Cette affaire créa une crise ministérielle qui aboutit
au départ de Miouchkovitch et à l'arrivée de
Radovitch qui obligea le roi à se désolidariser de son
fils et des membres du précédent gouvernement restés
sur place [8].
Cette crise
ministérielle ne fut que la première d'une longue liste
de soubresauts qui affectèrent les gouvernements monténégrins.
À cette époque, le gouvernement était installé
à Bordeaux après un passage à Lyon. Lors de son
départ du Monténégro, le roi aurait dû
normalement s'installer en Italie, dont sa fille Hélène
était la reine. Mais les mauvais rapports à l'époque
entre les gouvernements monténégrins et italiens (polémique
sur l'attitude de l'Italie durant le conflit à l'égard
du Monténégro) avaient poussé le roi à
opter pour la France. Cependant, le choix de Lyon comme capitale d'exil
suscita chez les Alliés (russe et français) des inquiétudes
[9],
car la ville était jugée trop proche de la Suisse, et
l'on fit déménager la cour et le gouvernement à
Bordeaux en mars [10].
En octobre 1916, la capitale d'exil changea une nouvelle fois de place,
mais cette fois-ci à la demande du roi, et s'installa à
Neuilly s/Seine.
Le Monténégro
eut donc durant son exil jusqu'en 1918 et la victoire Alliée
quatre gouvernements successifs qui tombèrent tous sur le problème
de l'union, selon les déclarations des ministres sortants.
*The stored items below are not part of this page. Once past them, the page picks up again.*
PR #483, opened 2025-01-06
feat: #398 use rivet-icons v3

### LINKED ISSUE #398: Use Rivet Icons v3
The upcoming [Rivet Icons v3](https://github.com/indiana-university/rivet-icons/pull/105) will make it much easier to make custom icon sets and include custom icons. Once that is released (likely September or October 2023), explore if the [`<Icon>` React component](https://github.com/indiana-university/rivet-react/blob/v2.0.0-alpha.2/src/components/util/RivetIcons.jsx) can be replaced by the `<rvt-icon>` custom element.

burnumd:
install `rivet-icons@3.0.0` and use it in every place where we were previously using custom SVGs (where possible).

Closes #398

### DIFF
--- a/src/components/Accordion/Accordion.jsx
+++ b/src/components/Accordion/Accordion.jsx
@@ -20,8 +20,6 @@ const testIds = TestUtils.Accordion;
 const Accordion = ({
   children,
   className,
-  iconClosed,
-  iconOpened,
   id,
   initial,
   testMode = false,
@@ -31,7 +29,7 @@ const Accordion = ({
 
   const [accordianId] = useState(id);
   const [panelsOpen, setPanelsOpen] = useState(
-    getInitialOpen(initial, accordianId, numPanels)
+    getInitialOpen(initial, accordianId, numPanels),
   );
 
   const accordianPanels = !children
@@ -59,8 +57,6 @@ const Accordion = ({
         return {
           onClick,
           controlId,
-          iconClosed,
-          iconOpened,
           isOpen,
           label: title,
           panel,
@@ -90,10 +86,6 @@ const Accordion = ({
 
 Accordion.displayName = "Accordion";
 Accordion.propTypes = {
-  /** Icon/Indicator for a closed panel */
-  iconClosed: PropTypes.element,
-  /** Icon/Indicator for an open panel */
-  iconOpened: PropTypes.element,
   /** A unique identifier for the accordian */
   id: PropTypes.string.isRequired,
   /** Index of initially opened tab */
--- a/src/components/Accordion/AccordionPanelHeader.jsx
+++ b/src/components/Accordion/AccordionPanelHeader.jsx
@@ -43,7 +43,7 @@ const AccordionPanelHeader = (props) => {
       >
         <span className="rvt-accordion__toggle-text">{label}</span>
         <div className="rvt-accordion__toggle-icon">
-          {isOpen ? <rvt-icon name="minus" /> : <rvt-icon name="plus" />}
+          <rvt-icon name={isOpen ? "minus" : "plus"} />
         </div>
       </button>
     </h3>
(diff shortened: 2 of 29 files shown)


src/components/util/RivetIcons.jsx
```diff
@@ -38,33 +24,6 @@ const IconCore = ({ children, ...attrs }) => {
...
-const icoFile = (attrs) => (
-  <IconCore {...attrs}>
-    <path
-      fill="currentColor"
-      d="M10.41,1H3.5A1.3,1.3,0,0,0,2.2,2.3V13.7A1.3,1.3,0,0,0,3.5,15h9a1.3,1.3,0,0,0,1.3-1.3V4.39ZM11.8,5.21V6H9.25V3h.34ZM4.2,13V3h3V6.75A1.25,1.25,0,0,0,8.5,8h3.3v5Z"
-    />
-  </IconCore>
-);
-
 const icoLogo = (attrs) => (
```
basham, line 27: I'm unsure if this would work well in this case, but you could try using Rivet Icon's [`registerIcon()` utility](https://github.com/indiana-university/rivet-icons?tab=readme-ov-file#registericon-function) to add custom icons. That would allow you to do something like `<rvt-icon name="trident-header" />`.

basham (changes requested):
I did not run this branch locally. I'm just skimming through the code and providing some suggestions.

basham (approved):

src/components/Accordion/AccordionPanelHeader.jsx
```diff
@@ -16,8 +17,6 @@ const AccordionPanelHeader = (props) => {
     children,
     className,
     controlId,
-    iconOpened = <Icon name={IconNames.ACCORDIAN_IND} />,
```
johglove, line 19: Is there a reason to remove developers ability to set a custom icon?

src/components/Accordion/Accordion.jsx
```diff
@@ -20,8 +20,6 @@ const testIds = TestUtils.Accordion;
 const Accordion = ({
   children,
   className,
-  iconClosed,
```
johglove, line 23: Is there a reason to remove developers ability to set a custom icon?

src/components/Accordion/AccordionPanelHeader.jsx
burnumd: Part of the guidance on rivet-icons is to use them as they are ant not to make modifications to size/shape/etc. The customization option should probably not have been included in the first place but if there's a reason to deviate from the vanilla Rivet icons, let me know.

src/components/SeriesNav/SeriesNav.jsx
```diff
@@ -95,10 +91,13 @@ const SeriesControl = ({
         </span>
       </div>
       <span className="rvt-seriesnav__icon">
-        <Icon name={previous ? IconNames.ARROW_LEFT :  IconNames.ARROW_RIGHT} />
+        <rvt-icon
+          name={previous ? "arrow-left" : "arrow-right"}
+          {...(testMode && { "data-testid": TestUtils.RivetIcons.testId })}
```
johglove, line 96: Rather than using the RivetIcons component's version it would be better to define an unique id (ex. TestUtils.SeriesNav.controlIcon)

src/components/Accordion/Accordion.jsx
basham: Maybe @levimcg may want to chime in here. But I don't see a reason for this level of customization. The "plus" and "minus" icons are what [Rivet uses for accordions](https://rivet.uits.iu.edu/components/accordion/). I don't know of a case in which these icons should be anything else.

johglove (approved):

src/components/Accordion/Accordion.jsx
levimcg: @johglove @basham Yeah, we wouldn't ever really use a different icon here. We should always use the same icons for the accordion interaction to be consistent.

Ainsi le gouvernement Miouchkovitch, le seul membre du gouvernement
à être sorti du Monténégro, qualifié
d'austrophile par les ministres Alliés, démissionne-t-il
le 26 avril 1916 après avoir critiqué l'attitude du
roi [11].
Le cabinet Radovitch qui se met ensuite en place tombera lui aussi
sur le problème de l'union, à la suite des mémorandums
de Radovitch au roi, lui enjoignant d'accepter l'union le 11 janvier
1917. À sa suite le gouvernement du général Matanovitch,
que Radovitch qualifie de gouvernement militaire, reposa la question
du problème de l'union, et fut contraint à la démission
le 5 juin 1917; "je me rends compte que la réalisation d'une
politique nationale m'est devenue impossible là où des
motifs dynastiques l'emportent" [12].
Le cabinet d'Eugène Popovitch quant à lui restera en
place jusquà la fin du conflit. Le problème de
l'union se posa donc, à chaque nouveau gouvernement, mais ne
peut-on pas voir, dans ces démissions successives, le résultat
de lutte d'influence dans l'entourage du roi Nicolas.
Ce sont d'ailleurs
ces luttes intestines qui amenèrent la presse française
à parler "d'intrigues monténégrines". En effet
le simple motif, du refus par le roi d'aborder le thème de
l'union, n'explique pas tout. À cet égard la démission
du cabinet Miouchkovitch, dont il était le seul représentant
en France, est caractéristique. Celui-ci apparaît aux
yeux des Alliés comme la "chose" du roi, pourtant celui-ci
sera amené à démissionner à la suite d'intrigues
de Pierre Plamenatz appuyées par Radovitch et la princesse
Xénia de Monténégro [13].
À la suite de sa démission, il n'hésita pas à
parler de départ du roi, du Monténégro dans des
conditions suspectes [14],
alors même qu'il était surveillé en Suisse pour
activités pro-autrichiennes. Enfin lorsque Y. Spassoyevitch
démissionna du cabinet de Radovitch, à cause du problème
de l'union (il sera membre ensuite du Comité Monténégrin
pour lUnion Nationale), et qu'il fit publié en Suisse
sa lettre de démission à forte connotation anti-royaliste,
Delaroche-Vernet n'hésite pas à y voir la main de Miouchkovitch
qu'il suspecte pourtant d'austrophilisme [15].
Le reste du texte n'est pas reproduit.